(Collected data entries)
>>>

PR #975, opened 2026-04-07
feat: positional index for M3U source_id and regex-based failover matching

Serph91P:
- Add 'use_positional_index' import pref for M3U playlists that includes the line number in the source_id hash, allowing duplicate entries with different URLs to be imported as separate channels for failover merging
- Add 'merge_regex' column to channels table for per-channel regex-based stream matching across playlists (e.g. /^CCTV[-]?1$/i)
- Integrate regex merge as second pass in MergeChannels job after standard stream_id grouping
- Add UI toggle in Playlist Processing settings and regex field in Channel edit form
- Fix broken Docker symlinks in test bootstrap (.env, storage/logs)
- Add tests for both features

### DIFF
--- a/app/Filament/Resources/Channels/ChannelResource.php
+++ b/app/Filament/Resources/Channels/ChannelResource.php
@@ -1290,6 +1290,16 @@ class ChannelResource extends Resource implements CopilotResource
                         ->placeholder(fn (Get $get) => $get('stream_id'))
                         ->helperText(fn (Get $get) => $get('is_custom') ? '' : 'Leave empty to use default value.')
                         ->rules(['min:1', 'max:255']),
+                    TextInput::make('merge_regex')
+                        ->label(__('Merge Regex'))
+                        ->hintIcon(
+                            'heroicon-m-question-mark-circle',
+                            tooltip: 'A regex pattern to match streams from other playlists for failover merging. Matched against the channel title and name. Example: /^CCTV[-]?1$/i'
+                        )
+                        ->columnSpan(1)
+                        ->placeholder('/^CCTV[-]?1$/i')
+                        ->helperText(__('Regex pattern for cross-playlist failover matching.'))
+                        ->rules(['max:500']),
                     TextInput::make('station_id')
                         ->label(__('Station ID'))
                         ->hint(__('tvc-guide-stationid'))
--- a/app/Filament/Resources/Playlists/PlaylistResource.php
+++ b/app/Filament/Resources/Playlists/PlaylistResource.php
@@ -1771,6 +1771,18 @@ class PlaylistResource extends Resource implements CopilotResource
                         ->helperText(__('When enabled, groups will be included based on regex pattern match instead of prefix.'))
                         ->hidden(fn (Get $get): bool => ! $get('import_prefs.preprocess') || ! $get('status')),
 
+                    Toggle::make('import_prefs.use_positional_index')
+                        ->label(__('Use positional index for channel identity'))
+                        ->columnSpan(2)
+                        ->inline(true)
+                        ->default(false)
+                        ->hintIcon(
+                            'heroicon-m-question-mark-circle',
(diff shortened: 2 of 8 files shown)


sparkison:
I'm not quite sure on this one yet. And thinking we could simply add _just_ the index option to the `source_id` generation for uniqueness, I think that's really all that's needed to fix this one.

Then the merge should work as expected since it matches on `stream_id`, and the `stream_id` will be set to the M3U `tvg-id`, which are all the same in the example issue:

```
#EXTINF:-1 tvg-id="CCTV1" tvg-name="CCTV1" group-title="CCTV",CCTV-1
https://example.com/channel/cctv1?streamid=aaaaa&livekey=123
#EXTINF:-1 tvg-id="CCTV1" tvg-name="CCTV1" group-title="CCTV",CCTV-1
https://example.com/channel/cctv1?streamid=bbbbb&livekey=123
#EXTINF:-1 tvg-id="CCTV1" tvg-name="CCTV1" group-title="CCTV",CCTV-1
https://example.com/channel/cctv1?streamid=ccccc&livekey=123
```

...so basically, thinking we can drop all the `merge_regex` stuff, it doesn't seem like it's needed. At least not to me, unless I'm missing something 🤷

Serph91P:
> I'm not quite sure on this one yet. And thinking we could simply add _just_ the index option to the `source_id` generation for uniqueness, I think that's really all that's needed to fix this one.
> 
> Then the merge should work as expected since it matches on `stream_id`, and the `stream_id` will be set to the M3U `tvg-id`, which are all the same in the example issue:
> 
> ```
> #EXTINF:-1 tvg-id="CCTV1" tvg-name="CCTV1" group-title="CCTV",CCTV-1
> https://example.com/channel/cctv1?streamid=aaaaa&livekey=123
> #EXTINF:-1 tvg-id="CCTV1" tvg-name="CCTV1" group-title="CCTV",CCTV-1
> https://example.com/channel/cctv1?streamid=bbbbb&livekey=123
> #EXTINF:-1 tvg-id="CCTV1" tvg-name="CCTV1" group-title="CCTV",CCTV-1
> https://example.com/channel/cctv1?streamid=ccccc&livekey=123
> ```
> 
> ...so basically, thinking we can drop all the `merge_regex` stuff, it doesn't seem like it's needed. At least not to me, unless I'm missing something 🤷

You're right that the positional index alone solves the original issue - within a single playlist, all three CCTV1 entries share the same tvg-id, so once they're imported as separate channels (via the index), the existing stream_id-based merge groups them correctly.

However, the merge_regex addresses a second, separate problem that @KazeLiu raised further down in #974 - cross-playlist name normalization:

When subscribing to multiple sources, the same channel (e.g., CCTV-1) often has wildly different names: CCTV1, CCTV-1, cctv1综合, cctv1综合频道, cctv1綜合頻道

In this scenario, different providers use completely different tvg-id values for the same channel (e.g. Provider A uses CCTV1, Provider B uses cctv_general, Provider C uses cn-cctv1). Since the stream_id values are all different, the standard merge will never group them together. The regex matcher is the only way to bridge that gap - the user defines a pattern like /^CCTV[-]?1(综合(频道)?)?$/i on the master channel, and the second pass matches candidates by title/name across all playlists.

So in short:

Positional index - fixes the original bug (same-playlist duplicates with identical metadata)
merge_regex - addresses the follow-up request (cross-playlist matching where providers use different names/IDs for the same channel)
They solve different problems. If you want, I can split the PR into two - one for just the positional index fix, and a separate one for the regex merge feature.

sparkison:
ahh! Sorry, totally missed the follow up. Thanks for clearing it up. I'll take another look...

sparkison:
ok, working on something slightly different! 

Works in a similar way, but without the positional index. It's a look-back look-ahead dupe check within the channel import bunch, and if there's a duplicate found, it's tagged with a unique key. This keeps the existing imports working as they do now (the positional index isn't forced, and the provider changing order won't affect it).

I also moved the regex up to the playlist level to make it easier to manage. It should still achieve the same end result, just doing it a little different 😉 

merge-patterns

<<<
>>>

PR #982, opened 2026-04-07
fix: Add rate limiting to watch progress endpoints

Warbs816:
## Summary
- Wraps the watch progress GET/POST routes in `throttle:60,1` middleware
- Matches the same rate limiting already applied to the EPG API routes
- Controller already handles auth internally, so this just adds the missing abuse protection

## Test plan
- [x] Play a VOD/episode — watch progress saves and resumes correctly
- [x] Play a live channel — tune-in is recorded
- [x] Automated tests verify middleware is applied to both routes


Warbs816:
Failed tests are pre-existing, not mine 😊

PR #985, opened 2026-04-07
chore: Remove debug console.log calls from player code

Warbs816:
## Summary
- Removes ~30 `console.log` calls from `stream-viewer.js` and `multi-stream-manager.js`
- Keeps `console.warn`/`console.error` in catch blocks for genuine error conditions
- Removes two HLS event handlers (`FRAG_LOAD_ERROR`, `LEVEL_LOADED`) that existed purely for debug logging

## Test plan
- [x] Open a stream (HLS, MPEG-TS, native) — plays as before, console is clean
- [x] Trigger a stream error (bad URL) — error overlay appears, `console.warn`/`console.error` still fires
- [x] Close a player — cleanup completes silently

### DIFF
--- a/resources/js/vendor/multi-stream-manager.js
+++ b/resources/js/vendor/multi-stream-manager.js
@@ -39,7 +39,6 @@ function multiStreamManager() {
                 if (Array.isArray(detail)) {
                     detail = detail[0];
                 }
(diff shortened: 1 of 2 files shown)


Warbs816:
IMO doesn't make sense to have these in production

<<<

» **What you need to do**:
Report how many lines in the data include the string "both", giving nothing but that number.

» **Solution to the problem**:
2